Exercise data:
PR #551, opened 2023-03-07
Elixir semcomv: use functions instead of macros

Cantido:
Macros are harder to use, since we must require the module. Requiring the module also pollutes the current context, which makes them less suitable for being used in other macros. The Elixir guide and hexdocs also both recommend against using macros unless absolutely necessary, see [Library Guidelines - Avoid Macros](https://hexdocs.pm/elixir/library-guidelines.html#avoid-macros). In this case, functions will work great!

If there are any performance concerns, we can inline the functions, and I believe the JIT compiler would inline these anyway because they're returning constants.

The only consequence of this change to users of this library will be compiler warnings saying that the `require` statement is unused, otherwise it will work exactly the same.

### DIFF
--- a/apps/opentelemetry_semantic_conventions/README.md
+++ b/apps/opentelemetry_semantic_conventions/README.md
@@ -24,6 +24,5 @@ You can then use the macros for the attribute keys:
 You could also use `OpenTelemetry.SemanticConventions.Logs`, `OpenTelemetry.SemanticConventions.Resource` or
 `OpenTelemetry.SemanticConventions.Trace` modules.
 
-    iex> require OpenTelemetry.SemanticConventions.Logs
-    ...> OpenTelemetry.SemanticConventions.Logs.event_name()
+    iex> OpenTelemetry.SemanticConventions.Logs.event_name()
     :"event.name"
--- a/apps/opentelemetry_semantic_conventions/lib/open_telemetry/semantic_conventions/logs.ex
+++ b/apps/opentelemetry_semantic_conventions/lib/open_telemetry/semantic_conventions/logs.ex
@@ -2,27 +2,23 @@ defmodule OpenTelemetry.SemanticConventions.Logs do
   @doc """
   The schema url for telemetry resources.
 
-      iex> require OpenTelemetry.SemanticConventions.Logs
-      ...> OpenTelemetry.SemanticConventions.Logs.logs_schema_url()
+      iex> OpenTelemetry.SemanticConventions.Logs.logs_schema_url()
       "https://opentelemetry.io/schemas/1.13.0"
   """
   @spec logs_schema_url :: String.t()
-  defmacro logs_schema_url do
+  def logs_schema_url do
     "https://opentelemetry.io/schemas/1.13.0"
   end
-
   @doc """
   The name identifies the event
 
-      iex> require OpenTelemetry.SemanticConventions.Logs
-      ...> OpenTelemetry.SemanticConventions.Logs.event_name()
+      iex> OpenTelemetry.SemanticConventions.Logs.event_name()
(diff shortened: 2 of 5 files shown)


bryannaegele:
A function returning a constant value is effectively a constant and the value will just be inlined by the compiler, so this seems fine.

tsloughter:
So the Elixir compiler will do inlining?

tsloughter:
As in, pretty sure the Erlang compiler will never inline, even when the function body is a literal, since the code could change at runtime.

bryannaegele:
Yeah. It's like with unicode. The values are created at compile time with a
for loop creating a function for each value. And I think a memoization of
sorts happens in the BEAM itself. Like I know that if you have a function
which returns a map, and then you modify it, the map is only allocated once
and then referenced.

bryannaegele:
This is what I'm referring to where the keys are globally allocated and just referenced.

```
When the value for an existing key is updated, the key tuple is not updated, allowing the key tuple to be shared with other instances of the map that have the same keys. In fact, the key tuple can be shared between all maps with the same keys with some care. To arrange that, define a function that returns a map. For example:

new() ->
    #{a => default, b => default, c => default}.
Defined like this, the key tuple {a,b,c} will be a global literal. To ensure that the key tuple is shared when creating an instance of the map, always call new() and modify the returned map:

    (SOME_MODULE:new())#{a := 42}.
Using the map syntax with small maps is particularly efficient. As long as the keys are known at compile-time, the map is updated in one go, making the time to update a map essentially constant regardless of the number of keys updated. The same goes for matching. (When the keys are variables, one or more of the keys could be identical, so the operations need to be performed sequentially from left to right.)
```

[Unicode fun](https://github.com/elixir-lang/elixir/blob/main/lib/elixir/unicode/unicode.ex)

Exercise requirements:
Copy every line of the records above that holds the word "schemas".

Response below:
       "https://opentelemetry.io/schemas/1.13.0"
     "https://opentelemetry.io/schemas/1.13.0"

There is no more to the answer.